Now that the FRAME Network project has wrapped up, what have we learned about fungicide resistance in grape powdery mildew?
Quite a bit, it turns out — and the path has been laid for more discoveries. Among other things, we can now test for powdery mildew and fungicide resistance with the swipe of a hand through a vineyard.
In a January webinar hosted by Penn State Extension, university researchers from several states discussed the project’s achievements. As members of FRAME — short for Fungicide Resistance Assessment, Mitigation and Extension — the researchers spent four years studying fungicide resistance in grape pathogens, with an emphasis on wine grapes and powdery mildew. The project, funded by the U.S. Department of Agriculture’s Specialty Crop Research Initiative, ran from 2019 through 2022, with some wrap-up work done in 2023.
Powdery mildew poses a nationwide problem for grape growers, with major economic impacts and a long history of requiring fungicide management. Unfortunately, the pathogen has a history of developing resistance to fungicides. And because there hasn’t been an effective system to monitor resistance or predict when it will appear, it’s usually identified only after management failures, according to the webinar speakers.
FRAME research focused on fungicides in the FRAC 11 group, which are commonly used in grapes and other specialty crops. But the popularity of FRAC 11 fungicides has led to pathogens developing greater resistance to them over time, said Michelle Moyer, FRAME’s project director and a Washington State University viticulture extension specialist.
Most FRAC 11 fungicides were registered in grapes two decades ago. By about 2009, researchers started to find pathogen resistance to that fungicide group, and by 2015 the resistance was fairly widespread, said Michigan State University small fruit and hop pathologist Tim Miles.
Tools developed or utilized by FRAME researchers, including the “glove swab method” and DNA testing, can greatly simplify and shorten the process for growers to detect fungicide resistance in powdery mildew. Using the glove swab method, you simply walk through a vineyard row and rub your hand across the vines and leaves. You then rub a swab across your hand to collect a testable sample of whatever is lurking on the leaves. Those swabs can then be sent to a lab for testing with a rapid PCR (polymerase chain reaction)-based DNA test to detect powdery mildew, and also to detect if the powdery mildew has developed fungicide resistance, Moyer said.
The glove swab method was developed by Sarah Lowder when she was a graduate student at Oregon State University. Now an extension viticulture specialist at the University of Georgia, Lowder told Good Fruit Grower that the “glove swabs” do not actually require gloves. You can run your bare hand through a vineyard, too, with no significant difference in results.

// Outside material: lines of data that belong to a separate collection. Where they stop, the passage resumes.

PR #212, opened 2014-12-18
Update installing.asc

berniedurfee-ge:
At least for CentOS, there are additional Yum packages that need to be added for the build to work:  perl-devel, asciidoc, and xmlto


austerus:
I've made a similar PR as ,I've had to add a similar set of dependencies for Debian (tested on Debian 7 and the latest Mint, so I'd say it goes for Ubuntu as well). I had to install asciidoc, xmlto and docbook2x (perl-devel was installed as a dependency). I can say it works on Fedora 21 as well, but there xmlto is part of Fedora Extras which is installed by default with the Fedora Workstation DVD install that I used. 

Don't know if it works only with perl-devel and asciidoc alone, I installed docbook2x as well and it worked.

ben:
@berniedurfee-ge, is this still relevant, or should we close it out?

berniedurfee-ge:
I think this can be closed out, looks like the README mentions installing the dependencies.

PR #222, opened 2014-12-24
Change message to use imperative present tense

mikecharles:
Directly above this example commit message it's stated that one should use the imperative present tense, so I think it's best to show that right away in the following example.


ben:
@mikecharles, is this still relevant, or should we close it out?

mikecharles:
Yes, it still needs to be correct in master, so I put in a new PR (#636) since it's been so long and that was easier than trying to get this PR to work. Thanks

PR #228, opened 2015-01-01
Fixed display of exponents

StevenRoddis:
`2^80` should be `2^80^` according to http://powerman.name/doc/asciidoc


ben:
Nice. Thanks!

Issue #226, opened 2014-12-31
checkout or clone?


jon-freed:
On this page:  http://git-scm.com/book/en/v2/Getting-Started-About-Version-Control

And in this sentence:  "Every checkout is really a full backup of all the data."

Shouldn't it be using the word "clone" instead of checkout?

jon-freed:
"Clone", please.  

Yes, I am a git beginner.  And with my background -- and particularly with substantial Microsoft SharePoint usage in my history -- "check out" is more synonymous with "lock" than it is with "clone" or "copy".  So, yes, I think "clone" is more appropriate in these circumstances.

ben:
Okay, I'm down. Want to submit a pull request that fixes this?

schacon:
:+1:

PR #230, opened 2015-01-01
[about-version-control.asc] change "checkout" to "clone"

jon-freed:
"Clone" is more accurate than "checkout" for the context here. (see https://github.com/progit/progit2/issues/226)


ben:
Closes #226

Moyer said the glove swab method is a faster and cleaner way to test for powdery mildew and fungicide resistance than collecting leaf samples or samples from spore traps, but the cost of PCR testing is still a barrier to widespread adoption. The more samples submitted to a university or commercial diagnostic lab, the more the cost of testing goes down, but at this point growers who want quicker results will have to pay a higher price.
Moyer wants to continue studying fungicide resistance via a project that’s similar to FRAME but smaller, using what they’ve learned to find better ways to test for resistance in other pathogens, including downy mildew and botrytis.

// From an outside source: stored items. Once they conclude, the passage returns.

PR #232, opened 2015-01-12
remove Gitosis

pismute:
Progit2 no longer talks about Gitosis so that it is little bit wierd.

### DIFF
--- a/book/04-git-server/sections/git-daemon.asc
+++ b/book/04-git-server/sections/git-daemon.asc
@@ -41,7 +41,7 @@ respawn
 ----
 
 For security reasons, it is strongly encouraged to have this daemon run as a user with read-only permissions to the repositories – you can easily do this by creating a new user 'git-ro' and running the daemon as them.
-For the sake of simplicity we'll simply run it as the same 'git' user that Gitosis is running as.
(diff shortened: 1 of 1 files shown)


ben:
Nice catch. Thanks!

book/04-git-server/sections/git-daemon.asc
```diff
@@ -41,7 +41,7 @@ respawn
 ----
 
 For security reasons, it is strongly encouraged to have this daemon run as a user with read-only permissions to the repositories – you can easily do this by creating a new user 'git-ro' and running the daemon as them.
-For the sake of simplicity we'll simply run it as the same 'git' user that Gitosis is running as.
+For the sake of simplicity we'll simply run it as the same 'git' user that `git-shell` is using as.
```
michaelgwelch: I know this is closed. I just stumbled upon this while brwosing. Is 'using as' the right phrase? 'running as' seemed better. It doesn't seem grammatical now.

ben: Woops, that slipped past me. Wanna correct it?

michaelgwelch:
Sure see #234 

Probably I should have checked contribution guidelines. Let me know if commit message needs to be improved.

Issue #237, opened 2015-01-17
-date option in the section 2.3 contains the unicode dash symbol


Vest:
Hello,

There is a minor error in the section 2.3 ([Git Basics - Viewing the Commit History](https://github.com/progit/progit2/blob/master/book/02-git-basics/sections/viewing-history.asc)). The line below

`%ad` | Author date (format respects the –date= option)
---------- | ------------

uses the "dash" symbol from the Unicode page, and a simple copy-paste operation in Windows detects it as an error. The correct syntax should be "--dash=option".

Kind regards,
Vest

peterkokot:
Hello, I've opened pull request for you as noted above if that's ok.

Vest:
Hi, the fix looks fine, but I would remove the space character between = and "option" as it is written in the help: --date=(...)

peterkokot:
Ok, thanks. Space is removed.

Vest:
Thanks, I am closing the bug.

PR #238, opened 2015-01-17
Replace dash with two hyphens for author date

peterkokot:
As noted in #237 this fixes the typo for --date option.


ben:
Oh, nice. Thanks!

PR #249, opened 2015-02-04
Fix order of `git rm` options

loganhasson:
The `filter-branch` example errors out ('Unknown option ignore-unmatch') if the `--ignore-unmatch` flag does not come before the `--cached` flag.


ben:
Oooh, nice catch!

PR #251, opened 2015-02-09
Fix SHA-1 of file.txt v2 to match diagrams

nwidger:
The SHA-1 of `file.txt` in the diagrams is `9e5e6a4` but the text refers to `9e5e64a`.  Since I'm assuming either hash is fine, I've fixed the text to match the diagram since I figure that's an easier change.


ben:
Right you are! Thanks!

PR #260, opened 2015-02-26
git merge use: --squash doesn't need --no-commit

anton-trunov:
The use of the --no-commit option together with the --squash option
is redundant since according to the manual git merge --squash doesn't
automatically make commit after merging.


ben:
Nice. Thanks!

PR #263, opened 2015-03-02
Advanced merging: use -Xignore-space-change

anton-trunov:
The explanation for -Xignore-space-change and -Xignore-all-space options
was a bit reformulated.
And for most programming languages use of the -Xignore-space-change
option while merging could be more suitable than that of
the -Xignore-all-space option because it prevents different
lexemes from concatenating together (e.g. "def hello" and "defhello").

### DIFF
--- a/book/07-git-tools/sections/advanced-merging.asc
+++ b/book/07-git-tools/sections/advanced-merging.asc
@@ -40,7 +40,7 @@ $ git commit -am 'converted hello.rb to DOS'
  1 file changed, 7 insertions(+), 7 deletions(-)
 
 $ vim hello.rb
-$ git diff -w
+$ git diff -b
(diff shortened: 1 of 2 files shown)


ben:
I like it, nice catch! Just one thing: your two commits are signed using different email addresses, and one of them doesn't map to your GitHub user. If that's of concern to you, feel free to rebase, or add the `@math.tsu.ru` address to your user.

anton-trunov:
Thanks.
What if I squashed these two commits and force-updated my automerge-with-ignore-whitespace-options branch?
This would also fix the email address issue.

ben:
That'd be perfect, and you don't have to close the pull request to do that.

You should also know that #260 has this same issue.

anton-trunov:
Done.
Fixed the email address here and for #260.

PR #250, opened 2015-02-04
Rename centralized.png in chapter 5

jnavila:
The name clashes with the chapter 1.

This fixes #217

Issue #217, opened 2014-12-20
Rakefile build uses wrong images with same filename


cdwilson:
When building the book via `bundle exec rake book:build`, image files which have the same filename are incorrectly overwritten in the `/images/` directory created by the rake task.

For example, there are two `centralized.png` images, but the `01-introduction/...` one is overwritten by the `05-distributed-git/...` one, which appears in both places in the generated PDF:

During the webinar, Moyer noted that powdery mildew’s resistance to FRAC 11 fungicides seems to increase over the course of the growing season. They’re not sure why, but it might be a combination of pathogen behavior and vineyard spray practices.
The end goal of all this research is to give grape growers a cheap, easy and fast way to detect the pathogens in their vineyards, as well as any fungicide resistance in those pathogens. That kind of information would greatly aid their management decisions, Moyer said.
“It would be really nice to take one sample and learn a lot about that vineyard and be able to plan fungicide choices accordingly,” MSU pathologist Miles said.